Ответа не было. Он постучал вторично. В третий грохнул кулаком так, что дверь затряслась.

— Кто?.. — сонным голосом спросил изнутри Блиц.

— Открой… я.

Зашлепали босые ступни, и заспанный Блиц, в рубашке, впустил Мочалова.

— В чем… дело?

— Протри глаза, — сказал Мочалов, — и слушай. Самолет завтра поведешь ты. Марков не летит.

Блиц отступил и почесал в затылке.

— То… есть… как?

— А вот так. Марков подал рапорт о болезни. Не может вести машину.

— Ничего… не понимаю, — Блиц замотал головой, — сплю… или не сплю… Он был… совершенно… здоров.

— Если хочешь, я стукну тебя по куполу, тогда убедишься, что не спишь.

— Ну… ну, без рук, — возмутился Блиц. — Как же… он… неожиданно… Что с ним?

— Скоротечная холера, — ответил Мочалов.

— Да ты… дурака… не корчь, — окончательно взбесился Блиц, — толком…

— С Марковым плохо, — уже серьезно объяснил Мочалов, — на нервной почве. Решил, что вылетался и не может вести машину. Может быть, в самом деле, может быть, бред. Но раз он говорит, что не может, я обязан с этим считаться. Надеюсь, ты здоров?

— Я… да… Оказия, — вздохнул Блиц, переступая босыми ногами по полу.

— Ладно. Ложись. Думай не думай, ничего не придумаешь. Словом, утром примешь машину и экипаж.

— Есть, — сказал Блиц, расплываясь в счастливую улыбку. — Жаль, что из-за такого случая. А то… сплясал бы… Совсем… заскучал. Запасный пилот. Что… такое? Ни богу свечка… ни черту… кочерга. Спокойной ночи.

11

За окном кабины мутная белая непроглядь. Пит помянул дьявола.

Такое зрелище должно представляться человеку, которого утопили в крынке молока. Белая засасывающая муть неподвижна, как студень. Моторы ревут приглушенно и хрипло. Полетная скорость — сто восемьдесят километров, а кажется, что самолет висит без движения в липкой белой гуще, затянувшей его, и, стоя на месте, только проваливается временами, стремительно и жутко, и снова медленно, с натугой набирает высоту.

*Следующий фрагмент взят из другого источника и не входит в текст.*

PR #122, opened 2022-09-05
config: introduce the configuration package

fromanirh:
Move the config logic, currently handling the configuration flags, into a proper package. Benefits of this move:
1. better testability
2. enable code reuse
3. enable future refactorings/changes
4. open the opportunity for code simplification
5. allows us to take the chance to rewrite the unit tests, shedding a dep - we should really use the simple testing package here unless  something more powerful is clearly needed.

PR #123, opened 2022-09-06
config: resmon: simplify excludelist

fromanirh:
Remove the nested excludelist structure: a simpler type alias is sufficient. Besides the internal API change, no intended change of behavior. The tests will ensure so.

Depends on #122


pkg/config/config.go
```diff
@@ -105,6 +110,13 @@ func LoadArgs(args ...string) (ProgArgs, error) {
 	pArgs.RTE.TimeUnitToLimitEvents = time.Second
 
 	flags.BoolVar(&pArgs.Version, "version", false, "Output version and exit")
+	flags.StringVar(&pArgs.DumpConfig, "dump-config", "",
```
swatisehgal, line 113: In case the user hasn't specified a file path, we are not providing a default dump-config file path and choosing to not dump the config. This is also applicable if dump-config is explicitly specified to be an empty string. Might be worth mentioning this in the flag description so that the user does not assume that a default file path would be picked up and the config would still be dumped.

fromanirh: that's a good point. Will change in the next upload.

Tal-or:
LGTM

PR #127, opened 2022-09-08
resmon: reduce spam in the logs with NUMA affinity

fromanirh:
When a device plugin doesn't report its NUMA affinity, we are very likely to get log spammed with
```
W0903 02:32:37.402438       1 resourcemonitor.go:198] zero capacity for resource "example.com/deviceA" on NUMA cell 0
W0903 02:32:37.402438       1 resourcemonitor.go:198] zero capacity for resource "example.com/deviceA" on NUMA cell 1
```

Log spamming is not just annoying: it causes log rotation and hides useful information.
Let's take steps to improve this state, trying to avoid to just remove a potentially useful log message.


swatisehgal (approved):
/lgtm

Thanks for the PR. This is a great catch!

PR #2, opened 2017-10-19
Proof of concept for HipChat channel.

gkillough:
DO NOT MERGE! 

Opening for feedback.


src/main/java/com/blackducksoftware/integration/hub/alert/channel/SupportedChannels.java
```diff
@@ -22,15 +22,8 @@
  */
 package com.blackducksoftware.integration.hub.alert.channel;
```
gkillough: If we like this approach, this will eventually be an enum. I'm leaving them as strings for ease of refactoring right now.

src/main/java/com/blackducksoftware/integration/hub/alert/config/DataSourceConfig.java
```diff
@@ -41,7 +41,8 @@
     @Bean
     public DataSource dataSource() {
         final EmbeddedDatabaseBuilder builder = new EmbeddedDatabaseBuilder();
-        final EmbeddedDatabase dataSource = builder.setType(EmbeddedDatabaseType.H2).addScript("db/create-notification-schema.sql").addScript("db/create-notification-db.sql").build();
```
gkillough: We still need to determine where each database is configured.

src/main/java/com/blackducksoftware/integration/hub/alert/Application.java
```diff
@@ -56,7 +56,7 @@
 import com.google.gson.GsonBuilder;
 
 @EnableAutoConfiguration(exclude = { BatchAutoConfiguration.class })
-@EnableJpaRepositories(basePackages = { "com.blackducksoftware.integration.hub.alert.datasource.repository" })
+@EnableJpaRepositories(basePackages = { "com.blackducksoftware.integration.hub.**.datasource.repository" })
```
jrichardBD: Is the plant to have multiple 'datasource.repository' packages? Why wouldnt we put the classes in the same package?

gkillough: We will be creating different *datasource.repository* packages in each channel, so we want to pick up each of those. I would be alright with switching to use the same package for all channels in this case because it's focused on DB operations and not channel operations. @psantos1113 requested separate packages, so let's discuss with him.

src/main/java/com/blackducksoftware/integration/hub/alert/channel/rest/ChannelRestConnectionFactory.java
```diff
@@ -0,0 +1,71 @@
...
+public class ChannelRestConnectionFactory {
+    private static final Logger logger = LoggerFactory.getLogger(ChannelRestConnectionFactory.class);
+
+    public static RestConnection createUnauthenticatedRestConnection(final String stringUrl) {
+        final URL url = getUrlFromString(stringUrl);
+        return createUnauthenticatedRestConnection(url);
+    }
+
+    public static RestConnection createUnauthenticatedRestConnection(final URL url) {
+        return createUnauthenticatedRestConnection(url, new PrintStreamIntLogger(System.out, LogLevel.INFO), 5 * 60 * 1000);
```
gkillough: TODO: Use a better logger

src/main/java/com/blackducksoftware/integration/hub/alert/channel/rest/ChannelRestConnectionFactory.java
```diff
@@ -0,0 +1,71 @@
...
+import org.slf4j.LoggerFactory;
+
+import com.blackducksoftware.integration.exception.IntegrationException;
+import com.blackducksoftware.integration.hub.rest.RestConnection;
+import com.blackducksoftware.integration.hub.rest.UnauthenticatedRestConnection;
+import com.blackducksoftware.integration.log.IntLogger;
+import com.blackducksoftware.integration.log.LogLevel;
+import com.blackducksoftware.integration.log.PrintStreamIntLogger;
+
+public class ChannelRestConnectionFactory {
```
gkillough: If we decide to go this route, this should probably live in hub-common.

gkillough:
Closing because changes have been squashed and merged.

PR #7, opened 2017-10-25
Ps realtime refactor

psantos1113:


src/main/java/com/blackducksoftware/integration/hub/alert/digest/DigestNotificationProcessor.java
```diff
@@ -0,0 +1,135 @@
...
+import com.blackducksoftware.integration.hub.notification.processor.NotificationCategoryEnum;
+
+@Component
+public class DigestNotificationProcessor {
+
+    public List<AbstractChannelEvent> processNotifications(final DigestTypeEnum digestType, final List<NotificationEntity> notificationList) {
+        final DigestRemovalProcessor removalProcessor = new DigestRemovalProcessor();
+        final List<NotificationEntity> processedNotificationList = removalProcessor.process(notificationList);
+        if (notificationList == null) {
+            return new ArrayList<>(0);
```
gkillough: For efficiency, we could do this before trying to process the notifications. We should also use Collections.emptyList() wherever possible.

PR #8, opened 2017-10-25
Added HipChat test endpoint and abstracted channel config rest calls.

gkillough:


src/main/java/com/blackducksoftware/integration/hub/alert/web/controller/EmailConfigController.java
```diff
@@ -40,87 +37,57 @@
...
-                restModel.getMailSmtpTimeout(), restModel.getMailSmtpFrom(), restModel.getMailSmtpLocalhost(), restModel.getMailSmtpEhlo(), restModel.getMailSmtpAuth(), restModel.getMailSmtpDnsNotify(), restModel.getMailSmtpDsnRet(),
-                restModel.getMailSmtpAllow8bitmime(), restModel.getMailSmtpSendPartial(), restModel.getEmailTemplateDirectory(), restModel.getEmailTemplateLogoImage(), restModel.getEmailSubjectLine());
+        final EmailConfigEntity databaseModel = new EmailConfigEntity(restModel.getId(), restModel.getMailSmtpHost(), restModel.getMailSmtpUser(), restModel.getMailSmtpPassword(), restModel.getMailSmtpPort(),
+                restModel.getMailSmtpConnectionTimeout(), restModel.getMailSmtpTimeout(), restModel.getMailSmtpFrom(), restModel.getMailSmtpLocalhost(), restModel.getMailSmtpEhlo(), restModel.getMailSmtpAuth(),
+                restModel.getMailSmtpDnsNotify(), restModel.getMailSmtpDsnRet(), restModel.getMailSmtpAllow8bitmime(), restModel.getMailSmtpSendPartial(), restModel.getEmailTemplateDirectory(), restModel.getEmailTemplateLogoImage(),
+                restModel.getEmailSubjectLine());
         return databaseModel;
     }
```
bamandel: The databaseModelsToRestModels method below this can be moved into the parent class as it just loops and calls the above method.

src/main/java/com/blackducksoftware/integration/hub/alert/datasource/entity/DatabaseEntity.java
```diff
@@ -40,6 +40,10 @@
     @Column(name = "id")
     private Long id;
 
+    public DatabaseEntity(final Long id) {
+        this.id = id;
+    }
+
```
bamandel: Should we require that anything extending the DatabaseEntity class need to have an ID? What about the cases when we have a table that has a many to many relationship?

gkillough: We should probably rename DatabaseEntity to be more specific to configuration, but not in this pull request.

src/main/java/com/blackducksoftware/integration/hub/alert/web/controller/EmailConfigController.java
gkillough: Resolved

PR #9, opened 2017-10-25
Alert ui

bamandel:
This will probably need to be merged after the changes to AlertProperties, otherwise none of the notification functionality will work.


package.json
```diff
@@ -0,0 +1,31 @@
...
+  "version": "0.0.1",
+  "description": "Test",
+  "keywords": [
+    "rest",
+    "blackduck",
+    "spring",
+    "data",
+    "react"
+  ],
+  "author": "Brian Mandel",
```
gkillough: Not sure we want to commit this.

src/main/java/com/blackducksoftware/integration/hub/alert/datasource/entity/SettingEntity.java
```diff
@@ -0,0 +1,74 @@
...
+    @Column(name = "setting_name")
+    private String settingName;
+
+    @Column(name = "setting_value")
+    private String settingValue;
+
+    @Column(name = "setting_type")
+    private String settingType;
+
+    public SettingEntity(final String settingName, final String settingValue, final String settingType) {
```
gkillough: We might need to be able to pass a nullable id here.

src/main/java/com/blackducksoftware/integration/hub/alert/hub/HubServiceWrapper.java
```diff
@@ -42,6 +43,8 @@
 
     private final AlertProperties alertProperties;
 
+    private boolean isHubConnectionValid = false;
```
gkillough: This should only be set through the constructor.

PR #10, opened 2017-10-26
Store global config

jrichardBD:


src/main/java/com/blackducksoftware/integration/hub/alert/config/CommonConfig.java
```diff
@@ -48,15 +57,39 @@
...
         this.jobBuilderFactory = jobBuilderFactory;
         this.stepBuilderFactory = stepBuilderFactory;
         this.taskExecutor = taskExecutor;
         this.notificationRepository = notificationRepository;
         this.transactionManager = transactionManager;
+        this.taskScheduler = taskScheduler;
+    }
+
+    public void scheduleJobExecution(final String cron) {
+        if (StringUtils.isNotBlank(cron)) {
```
gkillough: Should we have more validation on the cron expression? Even if we just split on spaces and counted the fields, that would make me feel a little better about this.

jrichardBD: I agree we should be validating them, but would you be ok with that validation being in the controllers? So if the User tries to configure gibberish we can send an error back .

psantos1113: The post and put into the rest controller should validate the input values and return a correct error code.  I agree with @jrichardBD

PR #12, opened 2017-10-27
Refactoring controllers

jrichardBD:


src/main/java/com/blackducksoftware/integration/hub/alert/web/ObjectTransformer.java
```diff
@@ -0,0 +1,160 @@
...
+    public <T> List<T> transformObjects(final List<?> objects, final Class<T> newClass) throws IntegrationException {
+        final List<T> newList = new ArrayList<>();
+        for (final Object object : objects) {
+            final T newObject = transformObject(object, newClass);
+            newList.add(newObject);
+        }
+        return newList;
+    }
+
+    public <T> T transformObject(final Object object, final Class<T> newClass) throws IntegrationException {
```
jrichardBD: Any ideas on how to make this cleaner?

src/main/java/com/blackducksoftware/integration/hub/alert/web/actions/ConfigActions.java
```diff
@@ -0,0 +1,94 @@
...
+            } catch (final Exception e) {
+                throw new IntegrationException();
+            }
+        }
+        return null;
+    }
+
+    public abstract Map<String, String> validateConfig(R restModel);
+
+    public void customTriggers(final R restModel) {
```
gkillough: I understand why this needs to be empty having seen the rest of the PR, but we should definitely have a comment explaining it. I would also rename it to something more descriptive, along the lines of respondToConfigChanges(...).

src/main/java/com/blackducksoftware/integration/hub/alert/web/controller/ConfigController.java
```diff
@@ -22,92 +22,79 @@
...
-            if (response == null) {
-                final D updatedEntity = repository.save(modelEntity);
-                response = createResponse(HttpStatus.ACCEPTED, updatedEntity.getId(), "Updated.");
+    public ResponseEntity<String> putConfig(final R restModel) throws IntegrationException {
+        if (configActions.doesConfigExist(restModel.getId())) {
+            final Map<String, String> validationResults = configActions.validateConfig(restModel);
+            if (validationResults.isEmpty()) {
+                configActions.customTriggers(restModel);
+                final D updatedEntity = configActions.saveConfig(restModel);
+                return createResponse(HttpStatus.CREATED, updatedEntity.getId(), "Updated");
```
gkillough: I initially chose to use HttpStatus.CREATED here as well, but I believe you changed it to HttpStatus.ACCEPTED later, which is a more accurate response. Unless you have a reason for changing this back, I would say this is a mistake.

src/main/java/com/blackducksoftware/integration/hub/alert/web/controller/ConfigController.java
```diff
@@ -22,92 +22,79 @@
...
-        final List<R> restModels = new ArrayList<>();
-        for (final D databaseModel : databaseModels) {
-            restModels.add(databaseModelToRestModel(databaseModel));
-        }
-        return restModels;
+    protected ResponseEntity<String> createResponse(final HttpStatus status, final String id, final String message) {
+        return createResponse(status, configActions.objectTransformer.stringToLong(id), message);
     }
 
     protected ResponseEntity<String> createResponse(final HttpStatus status, final Long id, final String message) {
```
gkillough: One of these should be private; based on your changes, I believe it should be this one.

PR #13, opened 2017-10-30
Slack channel

bamandel:
There is more than just the Slack channel in this PR. When creating it I noticed a lot of duplicate code, so I tried creating parent classes. I'm still verifying everything works but also want everyones opinion on it.


src/main/java/com/blackducksoftware/integration/hub/alert/datasource/entity/SlackConfigEntity.java
```diff
@@ -0,0 +1,64 @@
...
+import javax.persistence.Entity;
+import javax.persistence.Table;
+
+@Entity
+@Table(name = "slack_config", schema = "configuration")
+public class SlackConfigEntity extends DatabaseEntity {
+    private static final long serialVersionUID = 4872590789715928839L;
+
+    @Column(name = "channel_name")
+    private String channelName;
```
gkillough: Is this the name that will be applied to the bot? If so, I think it should always just be Hub Alert (using the constant). Are there other basic fields that would be useful to configure other than these?

src/main/java/com/blackducksoftware/integration/hub/alert/web/actions/SlackConfigActions.java
```diff
@@ -0,0 +1,49 @@
...
+public class SlackConfigActions extends ConfigActions<SlackConfigEntity, SlackConfigRestModel> {
+
+    @Autowired
+    public SlackConfigActions(final SlackRepository slackRepository, final ObjectTransformer objectTransformer) {
+        super(SlackConfigEntity.class, SlackConfigRestModel.class, slackRepository, objectTransformer);
+    }
+
+    @Override
+    public Map<String, String> validateConfig(final SlackConfigRestModel restModel) {
+        return Collections.EMPTY_MAP;
```
gkillough: We should use Collections.emptyMap(); I know it seems trivial, but this way, backward compatibility can't be broken.

src/main/java/com/blackducksoftware/integration/hub/alert/channel/hipchat/HipChatChannel.java
```diff
@@ -126,36 +107,10 @@ private int sendMessage(final HipChatConfigEntity config, final String apiUrl, f
 
     @Override
     public String testMessage(final HipChatConfigEntity config) {
-        final int responseCode = sendMessage(config, HIP_CHAT_API, "Test Message", HIP_CHAT_FROM_NAME + " Tester");
+        final int responseCode = sendMessage(config, HIP_CHAT_API, "Test Message", AlertConstants.ALERT_APPLICATION_NAME + " Tester");
         return String.valueOf(responseCode);
     }
 
-    private String createHtmlMessage(final ProjectData projectData) {
```
jrichardBD: I think we should leave the message formatting up to each channel for now rather than trying to abstract them for now

src/main/java/com/blackducksoftware/integration/hub/alert/channel/DistributionChannel.java
```diff
@@ -22,19 +22,82 @@
...
+    public DistributionChannel(final Gson gson, final JpaRepository<C, Long> repository, final Class<E> clazz) {
         super(gson, clazz);
+        this.repository = repository;
     }
 
     public abstract void sendMessage(final E event, final C config);
 
     public abstract String testMessage(final C config);
 
+    protected String createHtmlMessage(final ProjectData projectData) {
```
gkillough: I'm still not a huge fan of abstracting this.

jrichardBD: I could be wrong but it looks like slack recommends json as the message body 
https://api.slack.com/web

src/main/java/com/blackducksoftware/integration/hub/alert/channel/slack/SlackChannel.java
```diff
@@ -0,0 +1,118 @@
...
+        sendMessage(htmlMessage, config);
+    }
+
+    @Override
+    public String testMessage(final SlackConfigEntity config) {
+        final String message = "Test from Alert application";
+        return String.valueOf(sendMessage(message, config));
+    }
+
+    private int sendMessage(final String htmlMessage, final SlackConfigEntity config) {
```
gkillough: I'd like to see an example of what a notification generated by the Hub looks like.

src/main/java/com/blackducksoftware/integration/hub/alert/channel/DistributionChannel.java
psantos1113: I agree.  It isn't the responsibility of this class to define the implementation of the message only the API that channels must provide.

src/main/java/com/blackducksoftware/integration/hub/alert/channel/DistributionChannel.java
```diff
@@ -22,19 +22,82 @@
...
+        }
+        return htmlBuilder.toString();
+    }
+
+    protected String createPlaintextMessage(final ProjectData projectData) {
+        final String htmlMessage = createHtmlMessage(projectData);
+        return StringEscapeUtils.escapeHtml4(htmlMessage);
+    }
+
+    public void handleEvent(final E event) {
```
psantos1113: This does not belong here.  The work being done with filtering will address the routing of the messages.  The handleEvent message should remain abstract.

src/main/java/com/blackducksoftware/integration/hub/alert/channel/DistributionChannel.java
```diff
@@ -22,19 +22,82 @@
...
+        final List<C> configurations = repository.findAll();
+        for (final C configEntity : configurations) {
+            sendMessage(event, configEntity);
+        }
+    }
+
+    @Override
+    public void receiveMessage(final String message) {
```
psantos1113: This method may make sense here given that handleEvent will be abstract and the individual channel can determine what to do with the event.

src/main/java/com/blackducksoftware/integration/hub/alert/channel/hipchat/HipChatChannel.java
psantos1113: I agree

src/main/java/com/blackducksoftware/integration/hub/alert/channel/slack/SlackChannel.java
```diff
@@ -0,0 +1,118 @@
...
+        final String slackUrl = config.getWebhook();
+        final RestConnection connection = ChannelRestConnectionFactory.createUnauthenticatedRestConnection(slackUrl);
+        if (connection != null) {
+            final String jsonString = getJsonString(htmlMessage, config.getChannelName(), config.getUsername());
```
psantos1113: Do you need to include an API token to post to the slack channel.  Is there any authorization?

src/main/java/com/blackducksoftware/integration/hub/alert/web/model/ConfigRestModel.java
```diff
@@ -43,6 +43,10 @@ public String getId() {
         return id;
     }
 
+    public void setId(final String id) {
```
psantos1113: Why do you need the setId method?  Do you call it elsewhere in your code?  The id field is auto generated when the entity is created by the database.

jrichardBD: You need the setId for the Put and Post methods otherwise you'll be creating a new config in the database every time

src/main/java/com/blackducksoftware/integration/hub/alert/datasource/entity/SlackConfigEntity.java
bamandel: channel_name would be the name of the chat room in slack you want to send the notification to. Slack uses the name channel for this, like we do.

src/main/java/com/blackducksoftware/integration/hub/alert/channel/DistributionChannel.java
bamandel: I take this message and insert it into json in my slack_channel. But I will now go and remove the HTML elements and make my own specific channel message.

src/main/java/com/blackducksoftware/integration/hub/alert/datasource/entity/SlackConfigEntity.java
bamandel: Talked to Paulo and we believe we should leave the bot name up to the user but default to hub_alert when necessary

PR #17, opened 2017-11-02
Add unit tests

psantos1113:


src/test/resources/com/blackducksoftware/integration/hub/datasource/repository/notificationData.xml
```diff
@@ -0,0 +1,140 @@
+<?xml version="1.0" encoding="UTF-8"?>
```
gkillough: Do we still need this file? I'm fine with checking it in in case we ever figure out how DbUnit is supposed to work.

PR #22, opened 2017-11-07
Alert ready for styling

bamandel:
Added the necessary changes to webpack for styling as well as adding tabs and css modules.


src/main/js/App.js
```diff
@@ -6,20 +6,43 @@ import GlobalConfiguration from './component/GlobalConfiguration';
...
+    constructor() {
+        super();
+        this.state = {index: 0};
+    }
+
+    render() {
+        return (
+            <div>
+                <div className={styles.header}>
+                    <h1>Blackduck Software Alert</h1>
```
gkillough: This should be Black Duck Alert

bamandel: We don't want something like Blackduck Alert? I didn't think we wanted to separate the name Blackduck.

PR #23, opened 2017-11-09
Alert styling

bamandel:
Prettier UI (Still not complete but usable)


src/main/css/main.css
```diff
@@ -1,8 +1,24 @@
-h1, h2, h3 {
-    text-align: center;
+html {
```
gkillough: For this and the one below it, I'm not sure we want to modify the _html_ tag's default styling. I would prefer to create wrappers within it. Using wrappers will prevent us from edge cases where the browser corrects margin and width based on its own settings.

PR #24, opened 2017-11-10
Notification filters

gkillough:
There are a lot of changes, but many of them are refactoring or adding DB tables. We will discuss the major changes in the code review.


src/main/java/com/blackducksoftware/integration/hub/alert/digest/DigestNotificationProcessor.java
```diff
@@ -51,74 +58,115 @@
...
-                categoryData = categoryBuilderMap.get(categoryKey);
-            }
-            int count = 1;
-            final Map<String, Object> dataSet = new HashMap<>();
-            if (categoryKey == NotificationCategoryEnum.HIGH_VULNERABILITY || categoryKey == NotificationCategoryEnum.MEDIUM_VULNERABILITY || categoryKey == NotificationCategoryEnum.LOW_VULNERABILITY) {
-                count = entry.getVulnerabilityList().size();
-                dataSet.put(VulnerabilityCache.VULNERABILITY_ID_SET, getVulnerabilityIdSet(entry));
-            }
+    private Collection<UserNotificationWrapper> createCateoryDataMap(final DigestTypeEnum digestType, final Collection<NotificationEntity> notificationList) {
+        final Map<String, Map<String, ProjectDataBuilder>> userProjectMap = createUserProjectMap(digestType, notificationList);
```
bamandel: Instead of having maps in maps would it be better to create a new class and add functionality there instead?

src/main/java/com/blackducksoftware/integration/hub/alert/digest/DigestNotificationProcessor.java
```diff
@@ -51,74 +58,115 @@
...
+            } catch (final NoResultException ex) {
+                logger.debug("user {} could not be found in the configuration", username);
+                logger.debug("Cause:", ex);
             }
+        });
+        return dataList;
+    }
+
+    private Map<String, Map<String, ProjectDataBuilder>> createUserProjectMap(final DigestTypeEnum digestType, final Collection<NotificationEntity> notificationList) {
+        final Map<String, Map<String, ProjectDataBuilder>> userProjectMap = new LinkedHashMap<>();
```
bamandel: another map in map where we could probably cut out some code through an extra class

PR #26, opened 2017-11-14
Add Basic Controller Functionality

gkillough:


src/main/java/com/blackducksoftware/integration/hub/alert/channel/email/EmailChannel.java
```diff
@@ -93,8 +104,16 @@ public String testMessage(final EmailConfigEntity emailConfigEntity) {
 
     @Override
     public void sendMessage(final EmailEvent emailEvent, final EmailConfigEntity emailConfigEntity) {
-        // TODO get the emails from the config
-        sendMessage("", emailEvent, emailConfigEntity);
+        final Long userId = emailEvent.getUserConfigId();
+        final HubUsersEntity entity = hubUsersRepository.findOne(userId);
+        final String username = entity.getUsername();
```
jrichardBD: We should check that the entity is not null. There is a chance that the configuration has been updated since the event was created.

PR #27, opened 2017-11-14
Changed the DB from in memory to embedded

bamandel:
This will allow an embedded DB as opposed to in-memory. At the moment the db file is stored in the Users directory and not in the project directory although this can probably be changed if desired.


src/main/resources/application.properties
```diff
@@ -17,7 +17,15 @@ alert.accumulator.cron=0 0/1 * 1/1 * *
 alert.digest.daily.cron=0 0 0 1/1 * ?
 alert.digest.realtime.cron=0 0/1 * 1/1 * *
 
-spring.datasource.url=jdbc:h2:mem:testdb
+spring.datasource.url=jdbc:h2:file:~/test
```
psantos1113: Let's change this to alertdb and see if we can change the path to the directory running the application. 

Also how did you test this?  The DataSourceConfig was needed because Spring batch had some conflicts with the JPA repository, specifically the transaction manager it was using.

src/main/resources/application.properties
```diff
@@ -17,7 +17,15 @@ alert.accumulator.cron=0 0/1 * 1/1 * *
 alert.digest.daily.cron=0 0 0 1/1 * ?
 alert.digest.realtime.cron=0 0/1 * 1/1 * *
```
gkillough: If we are going to use this file, we should remove any fields that need to be specified by the user through the UI.

bamandel: That's a good point. We won't need half this file anymore because of the UI. I'll delete

src/main/resources/application.properties
bamandel: I removed the datasource file as it mostly was configuring springs default in memory testdb. The thing that was creating this was the DataSource bean specifically. I can add the TransactionManager back but I would like to test your exact scenario first to see if we still have this conflict, or if just the in memory DB was the root cause of the issue.

bamandel:
Honestly if we do something like change db tables or need to remove data we can just remove the file from the data folder and restart the app. It'll regenerate the DB with the new values. I have not setup anything for rolling back tho

PR #28, opened 2017-11-17
Hub User Manager

gkillough:
Adding user manager functionality. This will later be used in conjunction with a HubUserPersistenceManager (or something along those lines) to update the database tables by checking for hub configuration changes on a schedule.


src/main/java/com/blackducksoftware/integration/hub/alert/datasource/relation/HubUserProjectVersionsRelationPK.java
```diff
@@ -0,0 +1,36 @@
...
+
+import java.io.Serializable;
+
+public class HubUserProjectVersionsRelationPK implements Serializable {
+    private static final long serialVersionUID = 8206061503103229279L;
+
+    public Long userConfigId;
+    public String projectName;
+    public String projectVersionName;
+
```
gkillough: This class functions as a primary key object for database operations. For serialization purposes, only a default constructor is recognized.

src/main/java/com/blackducksoftware/integration/hub/alert/datasource/relation/manager/HubUserManager.java
```diff
@@ -0,0 +1,240 @@
...
+                    channelRelation = clazz.newInstance();
+                } catch (InstantiationException | IllegalAccessException e) {
+                    logger.error("Unable to save Hub user channel config (hubUserId: {}, channelConfigId: {}) because {} could not be instantiated: {}.", id, channelId, clazz.getSimpleName(), e.getLocalizedMessage());
+                    return;
+                }
+                channelRelation.setUserConfigId(id);
+                channelRelation.setChannelConfigId(objectTransformer.stringToLong(channelId));
+                repository.save(channelRelation);
+            } else {
+                repository.delete(id);
```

Хотя и не впервой туманная каша, но лететь в ней отвратительно. Закапризничает мотор, и бесповоротно — крышка, потому что не поймешь даже, куда садиться — вверх или вниз. Что под тобой — вода, снег или голые острые камни горного кряжа. Самолет идет на трехстах метрах, высота условно безопасная по показаниям карты, но частые воздушные провалы угрожают бедой. Рухнешь вот так, метров на сто вниз, как раз над каким-нибудь пиком, и сядешь на него, как жук на булавку.